Work task:
Go through each line of the records below and count those with the word "were"; give only the total.
::: Entries shown
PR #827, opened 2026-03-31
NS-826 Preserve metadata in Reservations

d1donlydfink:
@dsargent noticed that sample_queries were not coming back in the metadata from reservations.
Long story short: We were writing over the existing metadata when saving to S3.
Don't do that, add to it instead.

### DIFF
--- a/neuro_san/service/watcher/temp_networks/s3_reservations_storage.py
::::::
Task solution:
2